WHAT TO DO:
Using the data below, show every line where the word "private" occurs.

★ ★ ★ ★

PR #4373, opened 2022-09-19
Workflow validation part 1 [MAILPOET-4629]

JanJakes:
## Description

This ticket implements the first part of workflow validation. On the way, it was necessary to improve and refactor the logic around subjects so we're able to validate steps and provide information about their compatibility with other steps.

The contents of this PR:
1. Universal workflow graph walker to traverse workflow graph and allow implementing validation on top of that (+ tests).
2. Implementation of various "rules" that validate the graph while it's being traversed (+ tests).
3. Running the validation on workflow creation and update.
4. Refactor subjects to separate data from services and define their step requirements. This introduces `Payload` (the data a subject is carrying) and `SubjectEntry` (subject, the service + payload). It also improves some architecture around it and removes logic that felt a bit misplaced from `WorkflowRun` and `WorkflowStorage`.
5. Introducing `StepRunArgs` for convenience and resolving subject data.

To be continued in the next ticket:
1. Validation of workflow steps before workflow activation.
2. Validation of step compatibility (if they can be in a specific order).
3. UI.

## Code review notes

The commit messages should tell the story. A lot of the bigger changes are moving stuff around. It's not too complex, I think.

## QA notes

QA step can be skipped.

## Linked PRs

https://github.com/mailpoet/mailpoet-premium/pull/624

## Linked tickets

[MAILPOET-4629]

## After-merge notes

_N/A_

[MAILPOET-4523]: https://mailpoet.atlassian.net/browse/MAILPOET-4523?atlOrigin=eyJpIjoiNWRkNTljNzYxNjVmNDY3MDlhMDU5Y2ZhYzA5YTRkZjUiLCJwIjoiZ2l0aHViLWNvbS1KU1cifQ

[MAILPOET-4629]: https://mailpoet.atlassian.net/browse/MAILPOET-4629?atlOrigin=eyJpIjoiNWRkNTljNzYxNjVmNDY3MDlhMDU5Y2ZhYzA5YTRkZjUiLCJwIjoiZ2l0aHViLWNvbS1KU1cifQ

### DIFF
--- a/mailpoet/lib/Automation/Engine/Control/StepHandler.php
+++ b/mailpoet/lib/Automation/Engine/Control/StepHandler.php
@@ -181,7 +181,7 @@ class StepHandler {
   private function getSubjectEntries(WorkflowRun $workflowRun, array $requiredSubjectKeys): array {
     $subjectDataMap = [];
     foreach ($workflowRun->getSubjects() as $data) {
-      $subjectDataMap[$data->getKey()] = array_merge($subjectDataMap[$data->getKey()], [$data]);
+      $subjectDataMap[$data->getKey()] = array_merge($subjectDataMap[$data->getKey()] ?? [], [$data]);
     }
 
     $subjectEntries = [];
--- a/mailpoet/lib/Automation/Engine/Control/StepHandler.php
+++ b/mailpoet/lib/Automation/Engine/Control/StepHandler.php
@@ -5,6 +5,7 @@ namespace MailPoet\Automation\Engine\Control;
 use Exception;
 use MailPoet\Automation\Engine\Control\Steps\ActionStepRunner;
 use MailPoet\Automation\Engine\Data\Step;
+use MailPoet\Automation\Engine\Data\SubjectEntry;
 use MailPoet\Automation\Engine\Data\WorkflowRun;
 use MailPoet\Automation\Engine\Data\WorkflowRunLog;
 use MailPoet\Automation\Engine\Exceptions;
@@ -14,6 +15,9 @@ use MailPoet\Automation\Engine\Storage\WorkflowRunLogStorage;
 use MailPoet\Automation\Engine\Storage\WorkflowRunStorage;
 use MailPoet\Automation\Engine\Storage\WorkflowStorage;
 use MailPoet\Automation\Engine\WordPress;
+use MailPoet\Automation\Engine\Workflows\Action;
+use MailPoet\Automation\Engine\Workflows\Payload;
+use MailPoet\Automation\Engine\Workflows\Subject;
 use Throwable;
 
 class StepHandler {
@@ -22,6 +26,9 @@ class StepHandler {
 
   /** @var ActionStepRunner */
   private $actionStepRunner;
+
+  /** @var SubjectLoader */
+  private $subjectLoader;
 
   /** @var WordPress */
   private $wordPress;
@@ -45,6 +52,7 @@ class StepHandler {
     ActionScheduler $actionScheduler,
     ActionStepRunner $actionStepRunner,
     Hooks $hooks,
+    SubjectLoader $subjectLoader,
     WordPress $wordPress,
     WorkflowRunStorage $workflowRunStorage,
     WorkflowRunLogStorage $workflowRunLogStorage,
@@ -53,6 +61,7 @@ class StepHandler {
     $this->actionScheduler = $actionScheduler;
     $this->actionStepRunner = $actionStepRunner;
     $this->hooks = $hooks;
+    $this->subjectLoader = $subjectLoader;
     $this->wordPress = $wordPress;
     $this->workflowRunStorage = $workflowRunStorage;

★ ★ ★ ★

SOLUTION:
   private function getSubjectEntries(WorkflowRun $workflowRun, array $requiredSubjectKeys): array {
   private $actionStepRunner;
+  private $subjectLoader;
   private $wordPress;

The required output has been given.